- What is being asked
Copy each line of the records that includes "opened".

- Recorded information
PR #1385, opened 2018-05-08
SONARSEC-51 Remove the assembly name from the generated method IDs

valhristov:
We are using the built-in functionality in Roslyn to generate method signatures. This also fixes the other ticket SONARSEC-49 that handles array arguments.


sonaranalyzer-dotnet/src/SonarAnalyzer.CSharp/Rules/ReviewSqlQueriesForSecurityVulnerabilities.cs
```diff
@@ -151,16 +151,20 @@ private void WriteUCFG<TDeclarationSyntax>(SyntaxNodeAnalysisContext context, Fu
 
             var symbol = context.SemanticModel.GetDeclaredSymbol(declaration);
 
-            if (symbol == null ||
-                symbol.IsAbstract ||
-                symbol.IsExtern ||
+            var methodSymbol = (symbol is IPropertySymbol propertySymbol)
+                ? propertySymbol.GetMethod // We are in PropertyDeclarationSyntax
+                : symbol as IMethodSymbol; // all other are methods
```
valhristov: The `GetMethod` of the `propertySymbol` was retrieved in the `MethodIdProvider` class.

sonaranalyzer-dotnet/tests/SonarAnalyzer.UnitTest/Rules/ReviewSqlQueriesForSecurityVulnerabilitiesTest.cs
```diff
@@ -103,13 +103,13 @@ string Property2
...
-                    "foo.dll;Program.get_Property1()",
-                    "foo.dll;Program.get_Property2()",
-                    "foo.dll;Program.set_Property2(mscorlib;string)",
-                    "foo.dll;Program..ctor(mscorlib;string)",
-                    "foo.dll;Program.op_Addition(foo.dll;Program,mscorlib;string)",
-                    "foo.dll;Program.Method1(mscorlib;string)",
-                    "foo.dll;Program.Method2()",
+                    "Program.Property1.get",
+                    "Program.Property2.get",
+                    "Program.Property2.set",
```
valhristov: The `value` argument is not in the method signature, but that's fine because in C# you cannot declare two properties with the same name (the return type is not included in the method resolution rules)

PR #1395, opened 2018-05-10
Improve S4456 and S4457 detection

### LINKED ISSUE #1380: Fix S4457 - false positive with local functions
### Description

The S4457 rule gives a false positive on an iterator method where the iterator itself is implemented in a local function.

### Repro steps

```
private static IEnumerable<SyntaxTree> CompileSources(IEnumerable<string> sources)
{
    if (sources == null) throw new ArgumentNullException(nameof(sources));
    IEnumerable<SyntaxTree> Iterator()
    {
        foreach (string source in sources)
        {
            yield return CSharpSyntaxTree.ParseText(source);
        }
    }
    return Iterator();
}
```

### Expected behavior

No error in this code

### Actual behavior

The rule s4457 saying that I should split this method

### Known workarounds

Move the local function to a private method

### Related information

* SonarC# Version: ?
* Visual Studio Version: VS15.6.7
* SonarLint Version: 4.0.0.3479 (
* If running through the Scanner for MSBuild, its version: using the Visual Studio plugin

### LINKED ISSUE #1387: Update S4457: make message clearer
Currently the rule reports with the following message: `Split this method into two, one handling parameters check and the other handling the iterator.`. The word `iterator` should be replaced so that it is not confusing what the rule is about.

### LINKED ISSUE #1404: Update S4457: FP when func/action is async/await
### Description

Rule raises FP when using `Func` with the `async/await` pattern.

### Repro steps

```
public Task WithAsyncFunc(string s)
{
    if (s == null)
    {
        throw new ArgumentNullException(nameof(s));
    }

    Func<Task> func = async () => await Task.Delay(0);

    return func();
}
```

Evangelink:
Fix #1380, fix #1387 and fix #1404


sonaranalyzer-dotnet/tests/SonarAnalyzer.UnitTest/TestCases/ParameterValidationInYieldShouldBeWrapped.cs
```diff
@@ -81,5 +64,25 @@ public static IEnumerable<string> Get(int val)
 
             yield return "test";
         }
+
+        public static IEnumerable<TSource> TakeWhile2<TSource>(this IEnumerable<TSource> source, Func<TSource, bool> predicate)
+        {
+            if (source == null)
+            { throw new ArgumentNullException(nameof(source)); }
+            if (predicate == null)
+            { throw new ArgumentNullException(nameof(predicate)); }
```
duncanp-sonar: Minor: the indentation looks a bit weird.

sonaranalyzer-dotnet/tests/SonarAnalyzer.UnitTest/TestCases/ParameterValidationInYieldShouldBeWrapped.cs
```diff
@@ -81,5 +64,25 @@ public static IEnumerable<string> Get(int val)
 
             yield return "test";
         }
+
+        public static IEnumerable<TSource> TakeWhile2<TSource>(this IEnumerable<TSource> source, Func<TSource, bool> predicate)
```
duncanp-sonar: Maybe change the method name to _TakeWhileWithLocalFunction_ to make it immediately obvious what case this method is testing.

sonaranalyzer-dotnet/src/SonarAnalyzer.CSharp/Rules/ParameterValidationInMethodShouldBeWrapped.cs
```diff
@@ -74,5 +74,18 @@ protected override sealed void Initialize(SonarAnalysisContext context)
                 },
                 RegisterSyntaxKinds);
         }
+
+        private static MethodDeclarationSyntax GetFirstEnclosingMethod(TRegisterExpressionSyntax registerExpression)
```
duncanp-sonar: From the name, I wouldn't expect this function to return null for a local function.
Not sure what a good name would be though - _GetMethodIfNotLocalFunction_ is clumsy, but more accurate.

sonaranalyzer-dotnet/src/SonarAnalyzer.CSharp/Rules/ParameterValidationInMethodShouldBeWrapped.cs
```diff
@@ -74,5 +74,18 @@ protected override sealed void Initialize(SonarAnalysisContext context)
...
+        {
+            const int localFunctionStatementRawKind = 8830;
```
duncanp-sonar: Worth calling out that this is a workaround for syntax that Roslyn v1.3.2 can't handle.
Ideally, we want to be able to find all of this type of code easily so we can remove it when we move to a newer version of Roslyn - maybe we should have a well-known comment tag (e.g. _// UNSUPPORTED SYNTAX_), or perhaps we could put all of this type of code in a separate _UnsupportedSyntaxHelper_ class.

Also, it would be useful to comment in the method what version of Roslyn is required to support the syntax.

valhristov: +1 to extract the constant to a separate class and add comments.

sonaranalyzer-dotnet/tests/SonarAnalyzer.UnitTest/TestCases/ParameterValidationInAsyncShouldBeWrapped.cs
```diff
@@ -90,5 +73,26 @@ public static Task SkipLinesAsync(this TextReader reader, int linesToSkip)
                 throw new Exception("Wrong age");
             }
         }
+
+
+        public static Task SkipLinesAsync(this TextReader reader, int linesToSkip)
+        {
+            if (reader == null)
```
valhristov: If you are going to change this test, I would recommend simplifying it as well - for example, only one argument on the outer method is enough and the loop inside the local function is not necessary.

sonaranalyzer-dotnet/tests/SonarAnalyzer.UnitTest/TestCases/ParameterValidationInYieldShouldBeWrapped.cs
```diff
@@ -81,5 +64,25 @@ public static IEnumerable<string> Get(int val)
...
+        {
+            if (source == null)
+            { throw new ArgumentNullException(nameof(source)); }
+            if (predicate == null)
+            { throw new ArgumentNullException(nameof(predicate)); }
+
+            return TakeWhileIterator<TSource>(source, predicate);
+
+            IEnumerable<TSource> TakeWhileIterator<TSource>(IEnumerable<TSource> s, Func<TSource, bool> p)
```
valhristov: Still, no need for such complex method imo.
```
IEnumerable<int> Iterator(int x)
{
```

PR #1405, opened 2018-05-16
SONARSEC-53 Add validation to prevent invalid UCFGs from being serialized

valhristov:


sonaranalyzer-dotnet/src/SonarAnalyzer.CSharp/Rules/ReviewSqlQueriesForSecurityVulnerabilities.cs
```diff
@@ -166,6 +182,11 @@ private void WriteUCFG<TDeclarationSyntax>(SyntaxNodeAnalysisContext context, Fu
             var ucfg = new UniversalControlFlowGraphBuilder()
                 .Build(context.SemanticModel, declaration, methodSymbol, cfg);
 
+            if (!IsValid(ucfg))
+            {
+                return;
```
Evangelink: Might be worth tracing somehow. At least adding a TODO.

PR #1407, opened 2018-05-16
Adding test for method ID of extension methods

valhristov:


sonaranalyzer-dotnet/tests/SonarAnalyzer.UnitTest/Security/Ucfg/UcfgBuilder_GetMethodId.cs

- Output for this task
PR #1385, opened 2018-05-08
PR #1395, opened 2018-05-10
PR #1405, opened 2018-05-16
PR #1407, opened 2018-05-16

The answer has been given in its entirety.